Frédéric Grolleau, “L’homme et l’animal : qui des deux inventa l’autre ?”

Cochon qui s’en dédit

Fré­dé­ric Grol­leau nous livre à la vin­dicte d’un verbe dont on ne sait plus de qui il devient l’auxiliaire. Tou­jours est-il que l’anthropomorphisme en prend un sérieux coup dans l’ « aile » (ce qui veut déjà tout dire). Revi­si­tant le bes­tiaire de la lit­té­ra­ture l’auteur affronte l’indescriptible zoo et la jungle qui la peuplent. Il rap­pelle qu’être ani­mal revient en quelque sorte à perdre l’estime du néant. En consé­quence et même si selon Duras « l’écriture ne sauve pas » la lit­té­ra­ture ani­ma­lière tire d’affaire l’homme.

Kafka de « La Méta­mor­phose » ou Marie Dar­rieus­secq de « Truismes » l’ont bien com­pris. Pen­ser l’homme à tra­vers l’animal — voire pour un auteur se mettre à sa place — revient à conju­rer les effets de la pen­sée. Dans les litières et les fumiers se crée une alti­tude où la rai­son res­pire d’autres fra­grances. C’est pour­quoi Fré­dé­ric Grol­leau demeure en de telles dis­po­si­tions « zoo­lo­giques » à l’égard de la pen­sée et de lit­té­ra­ture. Il sait que la sagesse ne tient pas par les hau­teurs. On ne peut ne pré­tendre à celle-ci sans se les­ter du poids de l’animal.

L’être sans celui-là qui l’habite court un risque incom­men­su­rable Toute pen­sée claire remonte à la bête. Esope et La Fon­taine pour prendre le cas des fabu­listes ont appris com­ment l’animal pré­cise les traits de la propre incer­ti­tude à notre égard et nous pré­ci­pite dans notre auge. Cer­tains auteurs (même celle qui a écrit récem­ment le por­trait d’un homme poli­tique fran­çais mon­dia­le­ment renommé en cochon) illus­trent que le « reste » garde l’épaisseur d’une hallucination.

Grol­leau prouve qu’affiner l’être par l’animal fan­tas­ma­go­rique ou non revient à se livrer à une fina­lité lit­té­raire par­ti­cu­lière. Elle s’associe admi­ra­ble­ment à ce qui nous échappe dans nos fan­tasmes et nos fan­tômes. Car l’animal n’est jamais un pur sym­bole de l’être.
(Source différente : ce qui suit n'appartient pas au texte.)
PR #1629, opened 2022-09-09
MGMT-11005 LVM operator

celdrake:
https://issues.redhat.com/browse/MGMT-11005

### Description

Added a new Operator, for Openshift Data Foundation Logical Volume Manager (LVM)
This operator is used instead of ODF, for Single Node clusters.

Support for this feature as returned by latest API:
- Openshift versions < 4.11, unsupported
- Openshift versions 4.11.x, dev preview.  UI must prevent users from selecting CNV + LVM on Single Node clusters, as they are incompatible. 
- Openshift versions >=4.12, supported, UI must take into account that selecting CNV will automatically add LVM, and it cannot be unselected.
 
### Images and videos

1. LVM unsupported for SNO using v4.10
lvm-4 10-unsupported-improved

2. ODF shown instead of LVM for Multi-node clusters
lvm-multinode-odf

3. LVM for Openshift v4.11 (tech-preview, not compatible with CNV)
https://user-images.githubusercontent.com/829045/189357447-651633c6-8e55-4e9b-8c35-2d98dba96c5b.mp4

4. LVM for Openshift v4.12 (Adding CNV should automatically install LVM, simulated to display UI effect)
https://user-images.githubusercontent.com/829045/189357578-bfc4c6f3-91b0-44b0-8961-80874b2a0e73.mp4

5. LVM requirement validations
https://user-images.githubusercontent.com/829045/189359128-67dea893-d20d-440d-b423-44eab53a78cb.mp4


celdrake:
@jkilzi  I have a question regarding the feature flags. 
I made LVM work the same way as the other operators, except that I don't know if we need to activate it from `uhc-portal`.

A tra­vers lui ce der­nier tra­verse sa propre confu­sion et sa propre obs­cu­rité. C’est donc pour la lit­té­ra­ture une entre­prise déci­sive. Sans sa « viande » (Artaud) l’homme n’est pas. Hors la bête pas de salut, pas de célé­bra­tion. L’être n’attend que la confir­ma­tion de ce miroir.

L’animal reste donc son sem­blable, son frère. Quant à la réponse à la ques­tion posée par Grol­leau on laisse à chaque lec­teur de son livre le soin de la trou­ver. En la cher­chant il ne sera plus au dia­pa­son des concepts lit­té­raires acquis. Chez l’auteur l’hypothèse de la repré­sen­ta­tion du monde passe par une autre loi que la gra­vi­ta­tion du simple esprit. Il ral­lume la convic­tion que se pas­sant de tout bes­tiaire et ne trai­tant l’humain que par lui-même et par sa seule image bien des choses échappent.

Jean-Paul Gavard-Perret

Fré­dé­ric Grol­leau, « L’homme et l’animal : qui des deux inventa l’autre ? », Les Edi­tions du Le Lit­té­raire, Paris, 148 pages, 19,50 E.